[Data excerpts]
== == ==

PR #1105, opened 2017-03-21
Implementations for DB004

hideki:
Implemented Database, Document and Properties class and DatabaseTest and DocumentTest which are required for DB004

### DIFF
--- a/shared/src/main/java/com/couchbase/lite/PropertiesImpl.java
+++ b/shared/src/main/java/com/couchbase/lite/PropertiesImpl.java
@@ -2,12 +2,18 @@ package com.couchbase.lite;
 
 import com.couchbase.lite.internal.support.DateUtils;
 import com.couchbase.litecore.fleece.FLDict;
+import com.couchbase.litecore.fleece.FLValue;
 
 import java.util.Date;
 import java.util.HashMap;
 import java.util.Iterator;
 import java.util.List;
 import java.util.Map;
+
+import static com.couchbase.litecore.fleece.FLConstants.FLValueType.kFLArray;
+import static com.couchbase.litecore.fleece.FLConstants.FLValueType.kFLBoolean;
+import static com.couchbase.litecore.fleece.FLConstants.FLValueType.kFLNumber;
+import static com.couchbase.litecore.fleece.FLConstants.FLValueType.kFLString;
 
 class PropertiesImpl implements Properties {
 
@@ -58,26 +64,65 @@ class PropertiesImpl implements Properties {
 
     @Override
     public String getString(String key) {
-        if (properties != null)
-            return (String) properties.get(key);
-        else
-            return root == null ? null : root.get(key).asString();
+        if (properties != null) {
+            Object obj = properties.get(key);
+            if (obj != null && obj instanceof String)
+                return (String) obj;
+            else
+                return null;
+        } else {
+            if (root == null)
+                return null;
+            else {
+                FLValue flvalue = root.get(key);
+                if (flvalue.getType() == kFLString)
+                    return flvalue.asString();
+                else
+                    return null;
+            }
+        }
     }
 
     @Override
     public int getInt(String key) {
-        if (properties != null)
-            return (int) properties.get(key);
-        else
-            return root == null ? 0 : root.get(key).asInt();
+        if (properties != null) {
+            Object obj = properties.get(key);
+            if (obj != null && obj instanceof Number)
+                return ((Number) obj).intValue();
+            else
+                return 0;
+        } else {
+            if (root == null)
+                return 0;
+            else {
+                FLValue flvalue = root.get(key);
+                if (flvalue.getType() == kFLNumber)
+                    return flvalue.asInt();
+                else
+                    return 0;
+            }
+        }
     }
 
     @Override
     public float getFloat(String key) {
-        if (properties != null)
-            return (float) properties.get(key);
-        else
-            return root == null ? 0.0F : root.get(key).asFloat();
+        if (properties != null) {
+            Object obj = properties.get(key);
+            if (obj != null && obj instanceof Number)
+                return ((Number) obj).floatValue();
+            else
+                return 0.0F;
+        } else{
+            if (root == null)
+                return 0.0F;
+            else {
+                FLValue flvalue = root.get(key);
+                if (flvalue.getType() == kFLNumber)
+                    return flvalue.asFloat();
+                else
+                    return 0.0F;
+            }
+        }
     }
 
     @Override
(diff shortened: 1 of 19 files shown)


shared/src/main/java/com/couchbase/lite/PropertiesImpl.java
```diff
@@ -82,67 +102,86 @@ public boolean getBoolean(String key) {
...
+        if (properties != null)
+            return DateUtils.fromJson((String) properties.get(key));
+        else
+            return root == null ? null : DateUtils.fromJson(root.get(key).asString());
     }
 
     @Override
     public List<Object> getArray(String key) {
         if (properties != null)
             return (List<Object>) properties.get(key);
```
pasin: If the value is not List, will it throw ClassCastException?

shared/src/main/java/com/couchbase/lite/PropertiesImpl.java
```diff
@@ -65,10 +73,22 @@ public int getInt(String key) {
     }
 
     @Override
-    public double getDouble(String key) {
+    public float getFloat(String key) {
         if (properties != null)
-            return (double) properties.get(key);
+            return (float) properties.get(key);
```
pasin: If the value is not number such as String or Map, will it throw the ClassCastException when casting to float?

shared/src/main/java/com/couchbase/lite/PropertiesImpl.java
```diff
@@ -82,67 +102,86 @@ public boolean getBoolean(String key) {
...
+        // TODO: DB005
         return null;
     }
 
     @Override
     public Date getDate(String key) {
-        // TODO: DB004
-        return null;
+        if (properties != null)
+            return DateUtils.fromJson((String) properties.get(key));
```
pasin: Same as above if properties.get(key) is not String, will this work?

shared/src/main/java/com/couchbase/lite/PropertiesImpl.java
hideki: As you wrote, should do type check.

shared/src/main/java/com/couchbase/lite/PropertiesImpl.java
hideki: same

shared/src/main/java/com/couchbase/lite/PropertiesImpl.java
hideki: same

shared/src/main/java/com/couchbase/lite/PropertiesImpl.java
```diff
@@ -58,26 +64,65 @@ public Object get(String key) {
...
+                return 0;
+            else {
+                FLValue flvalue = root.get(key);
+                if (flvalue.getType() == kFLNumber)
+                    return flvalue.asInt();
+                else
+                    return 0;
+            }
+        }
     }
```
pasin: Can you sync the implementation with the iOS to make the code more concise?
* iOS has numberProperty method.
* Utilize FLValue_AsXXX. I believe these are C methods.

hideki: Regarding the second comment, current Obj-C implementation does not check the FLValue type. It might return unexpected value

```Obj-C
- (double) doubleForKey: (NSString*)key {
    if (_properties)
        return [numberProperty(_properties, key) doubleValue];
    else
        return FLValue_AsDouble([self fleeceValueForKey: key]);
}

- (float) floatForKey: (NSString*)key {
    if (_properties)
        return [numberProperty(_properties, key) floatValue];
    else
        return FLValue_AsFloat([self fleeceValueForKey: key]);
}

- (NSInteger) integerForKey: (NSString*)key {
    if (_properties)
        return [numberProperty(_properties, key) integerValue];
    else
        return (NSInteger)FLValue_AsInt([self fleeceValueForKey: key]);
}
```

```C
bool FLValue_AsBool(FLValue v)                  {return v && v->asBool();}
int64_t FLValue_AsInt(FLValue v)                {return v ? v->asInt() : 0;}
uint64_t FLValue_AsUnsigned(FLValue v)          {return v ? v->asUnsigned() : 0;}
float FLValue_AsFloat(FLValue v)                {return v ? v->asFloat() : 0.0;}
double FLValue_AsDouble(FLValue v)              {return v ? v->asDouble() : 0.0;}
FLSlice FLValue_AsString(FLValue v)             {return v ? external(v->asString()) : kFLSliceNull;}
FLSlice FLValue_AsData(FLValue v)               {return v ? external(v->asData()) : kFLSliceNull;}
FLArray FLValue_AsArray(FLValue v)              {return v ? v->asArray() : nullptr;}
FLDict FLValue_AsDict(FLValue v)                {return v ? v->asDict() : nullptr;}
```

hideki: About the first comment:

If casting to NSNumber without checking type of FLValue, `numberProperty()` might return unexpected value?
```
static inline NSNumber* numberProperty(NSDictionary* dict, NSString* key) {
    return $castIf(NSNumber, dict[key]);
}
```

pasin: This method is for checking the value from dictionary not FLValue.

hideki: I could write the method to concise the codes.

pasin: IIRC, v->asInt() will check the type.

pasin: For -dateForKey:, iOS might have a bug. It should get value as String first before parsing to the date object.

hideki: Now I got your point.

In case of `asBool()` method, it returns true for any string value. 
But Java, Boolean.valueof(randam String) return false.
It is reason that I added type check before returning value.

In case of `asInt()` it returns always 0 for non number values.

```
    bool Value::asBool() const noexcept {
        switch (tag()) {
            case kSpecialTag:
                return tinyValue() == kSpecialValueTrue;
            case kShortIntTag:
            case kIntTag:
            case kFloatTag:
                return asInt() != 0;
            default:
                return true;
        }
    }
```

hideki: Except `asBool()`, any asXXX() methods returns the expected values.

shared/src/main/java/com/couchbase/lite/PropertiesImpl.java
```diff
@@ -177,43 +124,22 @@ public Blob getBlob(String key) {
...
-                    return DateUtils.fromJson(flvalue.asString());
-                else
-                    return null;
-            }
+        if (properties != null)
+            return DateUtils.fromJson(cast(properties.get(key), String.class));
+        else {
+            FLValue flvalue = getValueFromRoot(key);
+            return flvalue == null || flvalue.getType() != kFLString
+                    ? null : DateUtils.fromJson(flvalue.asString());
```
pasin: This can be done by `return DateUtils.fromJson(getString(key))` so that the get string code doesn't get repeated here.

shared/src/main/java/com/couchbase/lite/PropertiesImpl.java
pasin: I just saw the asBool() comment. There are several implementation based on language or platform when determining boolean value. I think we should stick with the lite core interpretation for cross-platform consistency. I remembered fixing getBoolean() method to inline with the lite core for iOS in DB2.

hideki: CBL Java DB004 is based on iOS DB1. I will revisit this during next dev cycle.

== == ==

Problem details –
Pull out every line of the records that includes the string "returns".

Task result –
In case of `asBool()` method, it returns true for any string value. 
In case of `asInt()` it returns always 0 for non number values.
hideki: Except `asBool()`, any asXXX() methods returns the expected values.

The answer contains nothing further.